The slight wind of the clear morning
So commonplace in this way
Looks as though it so simply
Disperses the fog

  • 清 (qīng)- “clear,” composed of the water radical (the three leftmost strokes) to indicate an association with liquid (e.g. “clear liquid”) and the word for “grue“/青/qīng as the phonetic component
  • 晨 (chén) – “morning”/”dawn,” composed of the sun radical (in this case the simplified version of the starry radical 晶/jīng) and the phonetic component 辰/chén (no longer in common usage, but was used with a set of words to distinguish between items in a given set, such as the year of the Dragon (the given set being “years”), 0700-0900h (the given set being “two-hour periods”), the 5th earthly branch (the given set being “earthly branches”), or the third solar month (the given set being “solar months”))
  • 的 (de) – indicates possession of the following noun by the preceding noun; composed of the characters for “sun”/日/rì, altered to “white”/白/bái, and “ladle”/勺/sháo
  • 微 (wēi) – “micro-”/”small,” composed of the following components: “step with the left foot”/彳/chì and a phonetic component (if you really want *coughirrelevantcough* details…)
  • 风 (fēng) – in the traditional, originally written 風, which is composed of the phonetic component “ordinary”/凡/fán and “insect”/虫/chóng (because insects are borne by the wind)
  • 如 (rú) – “as if”/”like”/”as”
  • 此 (cǐ) – “this”/”these”/”in this case” (I am neglecting to provide etymology for this word and the preceding one because I’m not convinced that my usual sources are accurate, and these words are commonplace enough that they’ve changed a lot and no Chinese person knows the etymology either)
  • 的 (de) – (see above: third character in the preceding line)
  • 平 (píng) – “flat”/”level”/”peaceful”
  • 凡 (fán) – “ordinary”/”common”/”any”/”every”

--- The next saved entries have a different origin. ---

PR #476, opened 2022-08-23
Support for automerging dependabot PR's

gaby:
* Adds support for auto-merging minor/patch updates triggered by dependabot. 

Reason for this PR is the high-amount of patch PR's being created by dependabot.

The yaml here is taken from: https://github.com/gofiber/recipes/blob/master/.github/workflows/dependabot_automerge.yml

### DIFF
--- a/.github/dependabot.yml
+++ b/.github/dependabot.yml
@@ -2,12 +2,12 @@
 
 version: 2
 updates:
-    - package-ecosystem: "github-actions"
-      directory: "/"
-      schedule:
-          interval: daily
-      labels:
-          - "🤖 Dependencies"
+    -   package-ecosystem: "github-actions"
+        directory: "/"
+        schedule:
+            interval: daily
+        labels:
+            - "🤖 Dependencies"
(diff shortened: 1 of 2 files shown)


gaby:
Also can a new release of Storage be minted?

ReneWerner87:
> * Adds support for auto-merging minor/patch updates triggered by dependabot.
> 
> Reason for this PR is the high-amount of patch PR's being created by dependabot.
> 
> The yaml here is taken from: https://github.com/gofiber/recipes/blob/master/.github/workflows/dependabot_automerge.yml

i know we had added it to the reciepe repository, just don't know if it works here

there are no checks in the reciepe repository

don't know if this automerging checks if all unittests etc. are successful

gaby:
@ReneWerner87 I was worried about that too, but their documentation states that it will ONLY auto-merge if the CI/Checks pass.

More information here: https://github.com/dependabot/fetch-metadata#enabling-auto-merge

ReneWerner87:
okay, then lets test it

Issue #147, opened 2021-06-26
[Feature Request] Ability to pass in or retrieve database connections to/from storage structures


Technerder:
Like the title suggests, I believe the should be a able to either pass in a database connection to session storage structures or be able to be able to retrieve them for other non session specific database operations as opposed to having 2 separate/different sql drivers and connections (1 for sessions and 1 for other db stuff)

anton7r:
@Technerder so you propose that you could pass a db interface instead of the config to the storage middleware and then later on also be able to retrieve it?

Sounds like a good idea, might start working on a PR pretty soon.

Technerder:
Yeah, working on something like this here https://github.com/gofiber/storage/pull/153

anton7r:
https://github.com/gofiber/storage/pull/153/files#diff-a537808f48341a30aa18ae06a27a21209fa58e4f2a0247dfb933edecce97a12eR13

i see, perhaps i should follow the same sort of design philosophy with the other storage interfaces with a v2 subfolder on the other ones.

gaby:
@Technerder I think this is fixed by #451

gaby:
This is now supported by calling: 

```go
store.Conn() // returns pointer to DB connection used by the store
```

PR #547, opened 2022-10-10
[Feat] Allow reuse of an existing db connection when creating a MySQL storage driver

DGivney:
Support for passing an existing db connection was requested in this thread: https://github.com/gofiber/storage/issues/147

This pull request implements support for this feature in the MySQL storage driver, allowing the developer to optionally reuse their existing db connection to Get/Set session data.

It also updates the README removing references to postgres.

### DIFF
--- a/mysql/README.md
+++ b/mysql/README.md
@@ -51,8 +51,16 @@ store := mysql.New(mysql.Config{
 })
 
 // Initialize custom config using connection string
-store := postgres.New(postgres.Config{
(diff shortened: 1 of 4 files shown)


ReneWerner87:
- [ ] please add a test case for your adjustment

DGivney:
Hi Rene

There were no test cases for the existing functionality of the 'New' method so I wasn't sure what would be the best way to test this.  

This test case creates the 3 different ways of returning a db connection in the interface (through authentication values or ConnectionURI or by passing an existing connection).

Issue #591, opened 2022-10-28
🐛 memcache utils.Trim undefined latest release


sixcolors:
Using go.mod with:
```
github.com/gofiber/fiber/v2 v2.38.1
github.com/gofiber/storage/memcache v0.0.0-20221005114327-4e6f1c95ff26
```
When trying to run I get
```
# github.com/gofiber/storage/memcache
../go/pkg/mod/github.com/gofiber/storage/memcache@v0.0.0-20221027071415-dca8f183e44b/memcache.go:24:36: undefined: utils.Trim
```

if I change memcache.go line 23 from  `serverList := strings.Split(utils.Trim(cfg.Servers, ' '), ",")` to  `serverList := strings.Split(strings.Trim(cfg.Servers, " "), ",")` it works.

@efectn mentioned utils.Trim was used for performance on older go versions. It seems that this is broken with the latest goofier release when using go 1.19 in my package however.

sixcolors:
utils.Trim is used in memcache.go in one place only `func New(config ...Config) *Storage`

Performance of strings.Trim should not be a concern in this case.

ReneWerner87:
In my experience, it would be better to find out the cause of the problem than to work around it, because other places also use these functions.

Will try it myself tomorrow, but the error looks like it has something to do with the modules and not the function itself.

sixcolors:
> In my experience, it would be better to find out the cause of the problem than to work around it, because other places also use these functions.
> 
> Will try it myself tomorrow, but the error looks like it has something to do with the modules and not the function itself.

It does appear to be an issue with modules. The utils.Trim function has been removed from the current utils package, and it seems that the older version is not working.

go.mod for memcahce package is at go 1.14 while fiber is 1.19

ReneWerner87:
But Version https://github.com/gofiber/storage/blob/main/memcache/go.mod#L7
0.1.2

exists https://github.com/gofiber/utils/releases/tag/v0.1.2

with the Trim function https://github.com/gofiber/utils/blob/v0.1.2/strings.go#L39

sixcolors:
> But Version https://github.com/gofiber/storage/blob/main/memcache/go.mod#L7 0.1.2
> 
> exists https://github.com/gofiber/utils/releases/tag/v0.1.2
> 
> with the Trim function https://github.com/gofiber/utils/blob/v0.1.2/strings.go#L39

I see that; something is deffinatly not working as expected.

ReneWerner87:
[...]

PR #592, opened 2022-10-28
fix: utils.Trim undefined latest release go 1.19

sixcolors:
fixes: #591


ReneWerner87 (changes requested):
Will try it myself tomorrow, but the error looks like it has something to do with the modules and not the function itself.

We should find the cause of this and not work past it, because other places and packages work with the same functionalities

PR #604, opened 2022-11-01
Add support to GORM

gandaldf:
I hope this can be useful to the project.
Let me know if I need to fix anything!


ReneWerner87:
thank you for your work

we will consult internally whether to adopt the pull request

gandaldf:
Thank you! The motivation behind this PR is to handle sessions just as you handle the rest of your data.
Without this feature you have to check the GORM dialect in use and manually select the single store package to handle your sessions; when you have to support 4 RDBMS it could be pretty annoying.

gorm/gorm.go
```diff
@@ -0,0 +1,222 @@
...
+		case <-s.done:
+			return
+		case t := <-ticker.C:
+			s.gc(t)
+		}
+	}
+}
+
+// gc deletes all expired entries
+func (s *Storage) gc(t time.Time) {
```
efectn, line 220: I think we can use same logic here. https://github.com/gofiber/storage/blob/main/memory/memory.go

New logic is more performant

gorm/gorm.go
```diff
@@ -0,0 +1,222 @@
...
+		// Use passed db
+		db = cfg.Db
+
+		sqldb, err = db.DB()
+		if err != nil {
+			panic(err)
+		}
+	} else {
+		// Create db
+		switch cfg.Dialect {
```
li-jin-gou, line 50: I'm wondering if we just need to support DB parameters, as adding other parameters isn't necessarily useful.

gandaldf: Well, I think that every Storage package should only support a DB parameter initialized outside the package itself.
Many DBs have a lot config options that make it hard to fully support them, other times you just want to share your already initialized data connection for sessions too.
I'm not experienced enough to discuss precedent decisions, so I have just tried to copy the same code already in production but if you need it I can change it...
Maybe I can find some time to align all other Storage packages to support just an external connection pointer.

gorm/gorm.go
gandaldf: Ok! I can change it... but we should change it in MySQL and all other Storage packages.

ReneWerner87:
the storages should only be hardware close driver and not contain an intermediate layer like an orm model

we made a small voting internally about this and came to the result that we don't merge this pull request for the time being until the community decides otherwise

PR #617, opened 2022-11-14
Fix and optimize memory storage

leonklingele:


leonklingele:
Taken from https://github.com/gofiber/fiber/pull/2207

ReneWerner87 (approved):

PR #221, opened 2021-09-28
[WIP] Improve user facing API: make Object ctor from Obj* private

vvolkl:
This PR makes [this and similar constructors](https://edm4hep.web.cern.ch/classedm4hep_1_1_m_c_particle.html#a4cc4912e06c4ee5df29edaa97a18317d) 
```


edm4hep::MCParticle::MCParticle  (  MCParticleObj *  obj  ) 
```
private. As far as I can see there is no way for users to access a `MCParticleObj*` and they are not intended to do so, so this should not be part of the public API.

The downside implementationwise is that the constructors templating macro does not cover private, so I had to move it out of the macro.

BEGINRELEASENOTES
- Improve user facing API: make Object ctor from Obj* private

ENDRELEASENOTES

### DIFF
--- a/python/templates/ConstObject.h.jinja2
+++ b/python/templates/ConstObject.h.jinja2
@@ -35,6 +35,11 @@ public:
 {{ macros.common_object_funcs(class.bare_type, prefix='Const') }}
 
 private:
+
+  /// constructor from existing {{ class.bare_type }}Obj
+  Const{{  class.bare_type }}({{ class.bare_type }}Obj* obj);
+
+
   {{ class.bare_type }}Obj* m_obj;
 };
 
--- a/python/templates/Object.h.jinja2
+++ b/python/templates/Object.h.jinja2
@@ -43,6 +43,9 @@ public:
 {{ macros.common_object_funcs(class.bare_type) }}
 
 private:
+  /// constructor from existing {{ class.bare_type }}Obj
+  {{  class.bare_type }}({{ class.bare_type }}Obj* obj);
+
   {{ class.bare_type }}Obj* m_obj;
 };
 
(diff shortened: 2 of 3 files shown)


tmadlener:
I agree that the constructor from an `Obj*` should be private. However, it is not entirely trivial, because it is also used for `OneToOneRelations` that are missing or not (yet) set, i.e. the constructor from a `nullptr` below.

https://github.com/AIDASoft/podio/blob/ed207e8be419c698124a5570d90daee6c31161e5/python/templates/macros/implementations.jinja2#L79-L84

One way out of this would be to declare all of the related classes as `friend`, but that can become quite a list, and I am not sure we want to go into that direction.

tmadlener:
I agree that the constructor from an `Obj*` should be private. However, it is not entirely trivial, because it is also used for `OneToOneRelations` that are missing or not (yet) set, i.e. the constructor from a `nullptr` below.

https://github.com/AIDASoft/podio/blob/ed207e8be419c698124a5570d90daee6c31161e5/python/templates/macros/implementations.jinja2#L79-L84

One way out of this would be to declare all of the related classes as `friend`, but that can become quite a list, and I am not sure we want to go into that direction.

tmadlener:
I just realized this constructor is also used in `setReferences`, e.g. here:

https://github.com/AIDASoft/podio/blob/master/python/templates/macros/collections.jinja2#L63-L69

tmadlener:
I just realized this constructor is also used in `setReferences`, e.g. here:

https://github.com/AIDASoft/podio/blob/master/python/templates/macros/collections.jinja2#L63-L69

vvolkl:
Ok, first step is then probably to update to doc string to clearly state that this is an internal method, and then fix this in the long run.

tmadlener:
Superseded by #514

PR #230, opened 2021-10-11
Add test to read a legacy (v00-13) root file

vvolkl:
I created a root file using the `write` test exe of podio v00-13 and am reading this from a server. This means that the testsuite now needs network access, but nevertheless an important test to have.

BEGINRELEASENOTES
- Add test to read a legacy (v00-13) root file
ENDRELEASENOTES

### DIFF
--- a/tests/CMakeLists.txt
+++ b/tests/CMakeLists.txt
@@ -25,7 +25,7 @@ function(CREATE_PODIO_TEST sourcefile additional_libs)
     )
 endfunction()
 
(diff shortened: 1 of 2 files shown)


tmadlener:
One problem I just realized with this is that the read tests also evolve and now probably expect different (i.e. additional) content. E.g. from #197 (subset collections were added), or from #213 (user data).

#232 should fix the metadata issues, but the content problems are still there with that.

PR #232, opened 2021-10-11
Make it possible read "old" podio files

tmadlener:
BEGINRELEASENOTES
- Make it possible to read "old" podio data files that have been written with podio < 0.13.1 (i.e. before #197) was merged.
  - Reconstruct the `"CollectionInfoType"` branch that as introduced there via other means and simply assume that all collections are proper collections (since subset collections didn't exist prior).

ENDRELEASENOTES

- [ ] Check if something similar can be done for sio


src/ROOTReader.cc
```diff
@@ -144,12 +144,20 @@ namespace podio {
...
+    // Check if the CollectionTypeInfo branch is there and assume that the file
+    // has been written with with podio pre #197 (<0.13.1) if that is not the case
+    if (auto* collInfoBranch = root_utils::getBranch(metadatatree, "CollectionTypeInfo")) {
+      auto collectionInfo = new std::vector<root_utils::CollectionInfoT>;
+      collInfoBranch->SetAddress(&collectionInfo);
+      metadatatree->GetEntry(0);
+      createCollectionBranches(*collectionInfo);
+      delete collectionInfo;
+    } else {
+      std::cout << "Reading old-style file" << std::endl;
```
hegner, line 156: if you integrate that into any framework of decent size you will have no idea where this message comes from. maybe adding "PODIO" and the name of the file will help

tmadlener: Ah yes, of course. Left over from testing.

PR #234, opened 2021-10-12
Make sure to include <cstdint> when using fixed width ints

tmadlener:
BEGINRELEASENOTES
- Make sure that `#include <cstdint>` is present when using fixed with integers in datatypes

ENDRELEASENOTES


hegner:
@tmadlener - feel free to merge the corresponding patch in EDM4hep

PR #235, opened 2021-10-13
Test and fix for persisting a collection without its associated collections

fdplacido:
BEGINRELEASENOTES
- Fix crashes that happen when reading collections that have related objects in collections that have not been persisted.
- Fix similar crashes for subset collections where the original collection has not been persisted.
  - The expected behavior in both cases is that podio does not crash when reading such collections, but only once the user tries to actually access such a missing object. Each object has an `isAvailable` function to guard against such crashes if need be.
- Add a test that makes sure that the expected behavior is the one that is observed.
- Fix a somewhat related bug in `setReferences` which was mistakenly a no-op for collections of a type without relations. Since this is the mechanism we use for restoring subset collections it obviously has to be present for all types.

ENDRELEASENOTES

Original problem:
- Create some collection (cluster), then add an associated collection to it (addHit). Finally persist only the original collection but not its associated collections.
- When reading these collections this will fail (segfault)
- Expected behaviour: to be able to read the clusters without a crash, marking the associated collections as invalid.

I created a test that writes and reads some cluster collection, which will fails with a segfault.
Only the clusters are registered for write: the hits are not written. If hits are registered for write the test works without issue.
I pushed a fix which checks the result of `collectionProvider->get()`, and if this fails will just continue to the next referenced collection. 

As an example, this would generated something like this:

```cpp
void ExampleClusterCollectionData::setReferences(const podio::ICollectionProvider* collectionProvider, bool isSubsetColl) {
// ...
  // Normal collections have to resolve all relations
  for (unsigned int i = 0, size = m_refCollections[0]->size(); i != size; ++i) {
    const auto id = (*m_refCollections[0])[i];
    if (id.index != podio::ObjectID::invalid) {
      podio::CollectionBase* coll = nullptr;
      auto collProvResult = collectionProvider->get(id.collectionID, coll);
      if (collProvResult == false) { continue; }
      ExampleHitCollection* tmp_coll = static_cast<ExampleHitCollection*>(coll);
      const auto tmp = (*tmp_coll)[id.index];
      m_rel_Hits->emplace_back(tmp);
    } else {
      m_rel_Hits->emplace_back(nullptr);
    }
  }
// ...
}
```

### DIFF
--- a/python/templates/Collection.cc.jinja2
+++ b/python/templates/Collection.cc.jinja2
@@ -119,7 +119,7 @@ void {{ collection_type }}::push_back({{ class.bare_type }} object) {
   } else {
     const auto obj = object.m_obj;
     if (obj->id.index < 0) {
-      throw std::invalid_argument("Object needs to be tracked by another collection in order for it to be storable in a subset collection");
+      throw std::invalid_argument("Objects can only be stored in a subset collection if they are already elements of a collection");
     }
     m_storage.entries.push_back(obj);
     // No need to handle any relations here, since this is already done by the
--- a/python/templates/Collection.cc.jinja2
+++ b/python/templates/Collection.cc.jinja2
@@ -94,9 +94,7 @@ void {{ collection_type }}::prepareAfterRead() {
 }
 
 bool {{ collection_type }}::setReferences(const podio::ICollectionProvider* collectionProvider) {
-  m_storage.setReferences(collectionProvider, m_isSubsetColl);
-
-  return true; //TODO: check success
+  return m_storage.setReferences(collectionProvider, m_isSubsetColl);
 }
 
 void {{ collection_type }}::push_back({{ class.bare_type }} object) {
--- a/python/templates/CollectionData.cc.jinja2
+++ b/python/templates/CollectionData.cc.jinja2
@@ -158,13 +158,13 @@ void {{ class_type }}::createRelations({{ class.bare_type }}Obj* obj) {
 }
 {% endif %}
 
-void {{ class_type }}::setReferences(const podio::ICollectionProvider* collectionProvider, bool isSubsetColl) {
+bool {{ class_type }}::setReferences(const podio::ICollectionProvider* collectionProvider, bool isSubsetColl) {
   if (isSubsetColl) {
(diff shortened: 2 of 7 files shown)


tmadlener (commented):
I had the suspicion that there was a problem with this.

Thanks for confirming that there indeed is one and for fixing it.

andresailer:
What happens now if there are two Hit Collections and only one of them is written, but a cluster in principle has links to hits in both collections?

tmadlener:
> What happens now if there are two Hit Collections and only one of them is written, but a cluster in principle has links to hits in both collections?

Relations are resolved one by one, so that in that case the cluster will still have all hits that have been present before writing. However, only those that have actually been written will also be available. I.e. in principle you would have to query each hit, whether it is available or not, before trying to access it.

fdplacido:
I created an issue to continue and track the inconsistent use of collections and subset collections here: https://github.com/AIDASoft/podio/issues/244

So this PR can be merged.

tmadlener:
Fixed the usage of `Mutable` classes now that #205 has been merged, and rebased everything onto the latest master.

Additionally, subset collections now behave the same as normal relations: I.e. if the referred to objects cannot be found they are simply not available, but the subset collection will still have the same size as before.

There was another problem that I had to fix, which seemed to have slipped through our tests until now: the `setReferences` functionality did only do any actual work for collections of types with at least one relation. The problem is that `setReferences` is also responsible for recreating the subset collections when reading. Hence, it should always do something.

tmadlener:
Fixed the usage of `Mutable` classes now that #205 has been merged, and rebased everything onto the latest master.

Additionally, subset collections now behave the same as normal relations: I.e. if the referred to objects cannot be found they are simply not available, but the subset collection will still have the same size as before.

There was another problem that I had to fix, which seemed to have slipped through our tests until now: the `setReferences` functionality did only do any actual work for collections of types with at least one relation. The problem is that `setReferences` is also responsible for recreating the subset collections when reading. Hence, it should always do something.

tmadlener:
@hegner also this would be nice to have before the newer developments start.

tmadlener (approved):

hegner:
Thanks @fdplacido and @tmadlener !

PR #238, opened 2021-10-20
Add build version and utilities to work with it

tmadlener:
BEGINRELEASENOTES
- Extend the `podioVersion.h` header that is configured by cmake to hold some version utilities.
  - `podio::version::Version` class holding three `uint16_t`s for major, minor and patch version, plus `constexpr` comparison operators.
  - static const(expr) `podio::version::build_version` that holds the current (i.e. last tag) version of podio
  - Add preprocessor macros with similar functionality
    - `PODIO_VERSION` takes a major, minor and a patch version number and encodes it into a 64 bit version constant. 
    - `PODIO_[MAJOR|MINOR|PATCH]_VERSION` macros can extracts these values again from a 64 bit encoded version. 
    - `PODIO_BUILD_VERSION` holds the 64 bit encoded current (i.e. last tag) version of podio
- Reorder the read tests slightly and make some sections version dependent
- Add legacy file read test from #230 

ENDRELEASENOTES

This is a first shot at this. Some of the open questions that might warrant discussion:
- [x] Do we need 3 16 bit unsigned ints or should we try to have all three parts in one 32 bit integer?
- [x] ~Double overload of the `compatible` function: Should we consider a different name for the one that checks if a version is compatible with the current `build_version`?~ Removed for now as meaning is not well defined (yet).
- [x] Do we need pre-processor capabilities for versions as well, or are we content with compile time functionality?
- [x] Is configuring the `podioVersion.h` header into the `include/podio` source directory what we should be doing?

### DIFF
--- a/.gitignore
+++ b/.gitignore
@@ -58,3 +58,6 @@ spack*
 
 # Generated files
 *podio_generated_files.cmake
+
+# Populated by cmake before build
+/include/podio/podioVersion.h
--- a/CMakeLists.txt
+++ b/CMakeLists.txt
@@ -36,7 +36,7 @@ endif()
 # ``-DCMAKE_CXX_STANDARD=<standard>`` when invoking CMake
 set(CMAKE_CXX_STANDARD 17 CACHE STRING "")
 
-if(NOT CMAKE_CXX_STANDARD MATCHES "17")
+if(NOT CMAKE_CXX_STANDARD MATCHES "17|20")
   message(FATAL_ERROR "Unsupported C++ standard: ${CMAKE_CXX_STANDARD}")
 endif()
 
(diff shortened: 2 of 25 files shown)


tmadlener:
Looks like getting the file via http is not working at the moment(?) on mac:
https://github.com/AIDASoft/podio/pull/238/checks?check_run_id=3948979989#step:4:512

tmadlener:
Switched to downloading the legacy input file up front, instead of going through roots http support. That makes the tests work in the macOS workflows as well.

tmadlener:
As discussed, I removed the `compatible` functionality, so that the PR now only holds the basic building blocks for versioning.

hegner (approved):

  • 看 (kàn)- “look”, representing a “hand”/手/shǒu shading the “eye”/目/mù
  • 似 (sì) – “resemble”/”similar to”/”seem” (again, old unclear etymology)
  • 简 (jiǎn) – “simple”/”succinct”, composed of the radical “bamboo”/竹/zhú, to represent what was written on in ancient times, and the phonetic component “(space) between”/间/jiān
  • 单 (dān) – “single” (don’t worry about the etymology)
  • 雾 (wù) – “fog”, composed of the radical for “rain”/雨/yǔ and the phonetic component “matter”/”affair”/”business”/务/wù
  • 气 (qì) – “air”/”gas”
  • 驱 (qū) – “expel”/”drive away”/”spur a horse on”, composed of the radical for “horse”/马/mǎ and the phonetic component “area”/”region”/区/qū
  • 散 (sǎn) – “scatter”/”disperse”/”break up” (I…have no idea how to interpret this etymology, therefore: “it’s not important, of course!”

Anyway, hope y’all enjoyed this installment.